>>>>>
PR #5558, opened 2023-01-26
Implement search-box module into most files.

Zen4All:
This reduces code repetition in multiple files


lat9 (changes requested):
Nice!

For each instance of
`          <?php include DIR_WS_MODULES . 'search_box.php'; ?>`

... please change to
`          <?php require DIR_WS_MODULES . 'search_box.php'; ?>`

... since an error should occur if the module is not present.

lat9 (approved):

PR #5560, opened 2023-01-26
add cat_id to product category search

proseLA:
use case:

working with a client who has 5726 categories short of 4 gazillion, i have found the ability to input a category_id number into the search field very beneficial.

### DIFF
--- a/admin/category_product_listing.php
+++ b/admin/category_product_listing.php
@@ -540,6 +540,7 @@ if (is_dir(DIR_FS_CATALOG_IMAGES)) {
               $keyword_search_fields = [
                 'cd.categories_name',
                 'cd.categories_description',
+                'cd.categories_id',
               ];
               $sql .= zen_build_keyword_where_clause($keyword_search_fields, trim($keywords), true);
           } else {


scottcwilson:
Like it, but one question: should we separate out product id/category id search to make it faster and produce less false positives?

scottcwilson:
(This could be done in a separate PR; not saying this has to change, just want your opinion on the topic.)

proseLA:
> Like it, but one question: should we separate out product id/category id search to make it faster and produce less false positives?

i am not sure i understand the question.

- i think the search happens rather quickly, and i do not think there is a bottle neck here.    
- i'm not sure how you would propose to have separate searches.   
- this code does not do the searching.  adding an array element only adds that element to the where search string.

the simplicity of a google search, is to type anything in there, and you get relevant results.  that is what i was trying to mimic.  i would not be a fan of configuring the search via additional DOM elements.

if you want to elaborate more, perhaps i can better see what you are requesting.

scottcwilson:
I'll write it up separately.

PR #5568, opened 2023-01-30
Fix ability to make admin forms target a different page with GET requ…

### LINKED ISSUE #5454: Can no longer create an admin form that targets a different page with GET request

neekfenwick:
…est fixed #5454.

As requested by @zcwilt

### DIFF
--- a/admin/includes/functions/html_output.php
+++ b/admin/includes/functions/html_output.php
@@ -244,7 +244,7 @@ function zen_image_submit($image, $alt = '', $parameters = '')
     $form .= '>';
     if (strtolower($method) == 'post') $form .= '<input type="hidden" name="securityToken" value="' . $_SESSION['securityToken'] . '">';
     if (strtolower($method) == 'get') {
-      $form .= '<input type="hidden" name="cmd" value="' . (isset($_GET['cmd']) ? $_GET['cmd'] : 'home') . '">';
+      $form .= '<input type="hidden" name="cmd" value="' . $action . '">';
     }
     return $form;
   }


zcwilt (approved):

scottcwilson:
Thanks Ian.

Issue #4922, opened 2022-06-26
admin, search_box: make sticky?


torvista:
Suggestion to re-populate the search box with the search term?
...makes it easier to correct a minor misspell (i.e. when no results found).
I find it useful.

scottcwilson:
I think this would annoy people who don't misspell and just want to do a new search.  Please make this into a plugin if you feel it would be useful.

PR #5573, opened 2023-02-02
allow repopulate of search box

proseLA:
use case:
you have a database of 12,486 products.  you are trying to find one using search terms.  you search for `red widget`.  that search results in 784 products.  you now want to search for `red widget handle`.  this PR would automatically repopulate the search input field with `red widget `; and remove the checkbox.  so now one can add `handle` to the input field.


torvista:
good idea
https://github.com/zencart/zencart/issues/4922

admin/includes/javascript_loader.php
```diff
@@ -29,6 +29,23 @@
...
+$searchBoxScriptArray = [
+    'specials',
+    'coupon_admin',
+    'reviews',
+    'featured',
+    'customers',
+    'category_product_listing',
+    'downloads_manager',
+];
+$searchBoxJs = 'includes/javascript/searchBox.js';
```
lat9, line 42: Perhaps a notification here to enable the search functionality to be included on other pages, too?

proseLA: one of us is confused.  this functionality is dependent on the following module:

admin/includes/modules/search_box.php

the scripts listed above are the only scripts that make use of that module.  if a new (or existing) script makes use of the search_box module, then by all means, said script should be included in the array.  

if a new script not part of the base ZC makes use of the search_box module, there already is a mechanism for including `js` files, and an include in said file to the `searchBox.js` would be appropriate.

or am i confused?

lat9: It just seemed (to me, at least) that providing a means for a plugin to hook into the already-existing code to prevent duplication would be desired.

admin/includes/modules/search_box.php
```diff
@@ -37,16 +37,18 @@
...
-            <div class="col-sm-3 control-label"><?= TEXT_INFO_SEARCH_FILTER_REPOPULATE; ?></div>
-            <div class="col-sm-9">
-                <?= zen_draw_checkbox_field('repopulateSearch', '', (!empty($_GET['repopulateSearch']) && $_GET['repopulateSearch'] === 'on'), '', ' id="repopulateSearch"'); ?>
+        <div class="row">
+            <div class="form-group col-md-4" id="searchTermRepopulate">
+                <div class="col-sm-9 control-label"><?= TEXT_INFO_SEARCH_FILTER_REPOPULATE; ?></div>
+                <div class="col-sm-1">
+                    <?= zen_draw_checkbox_field('repopulateSearch', '', (!empty($_GET['repopulateSearch']) && $_GET['repopulateSearch'] === 'on'), '', ' id="repopulateSearch"'); ?>
+                </div>
             </div>
```
lat9, line 46: In order for the checkbox's label to also be clickable to toggle the checkbox, the HTML needs to be of the following form:
```
        <div class="checkbox">
            <label>
                <?php echo zen_draw_checkbox_field('repopulateSearch', '', (!empty($_GET['repopulateSearch']) && $_GET['repopulateSearch'] === 'on'), '', ' id="repopulateSearch"'); ?>
                <?php echo ' ' . TEXT_INFO_SEARCH_FILTER_REPOPULATE; ?>
            </label>
        </div>
```
Granted, I've provided neither a col-xx-yy class nor the 'id' attribute, but that's the basic Bootstrap structure that's required for the label to act a the checkbox toggle-extension.

Ditto for the second checkbox, below.

admin/includes/modules/search_box.php
```diff
@@ -35,6 +35,24 @@
...
     <?php
+    if (file_exists($searchBoxJs)) {
+        ?>
+        <div class="row">
+            <div class="form-group col-md-4" id="searchTermRepopulate">
+                <div class="col-sm-9 control-label"><?= TEXT_INFO_SEARCH_FILTER_REPOPULATE; ?></div>
+                <div class="col-sm-1">
+                    <?= zen_draw_checkbox_field('repopulateSearch', '', (!empty($_GET['repopulateSearch']) && $_GET['repopulateSearch'] === 'on'), '', ' id="repopulateSearch"'); ?>
+                </div>
+            </div>
```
<<<<<
EXERCISE DESCRIPTION
Reproduce each line of the records in which the word "sure" appears.

RESPONSE TO THE TASK
i am not sure i understand the question.
- i'm not sure how you would propose to have separate searches.   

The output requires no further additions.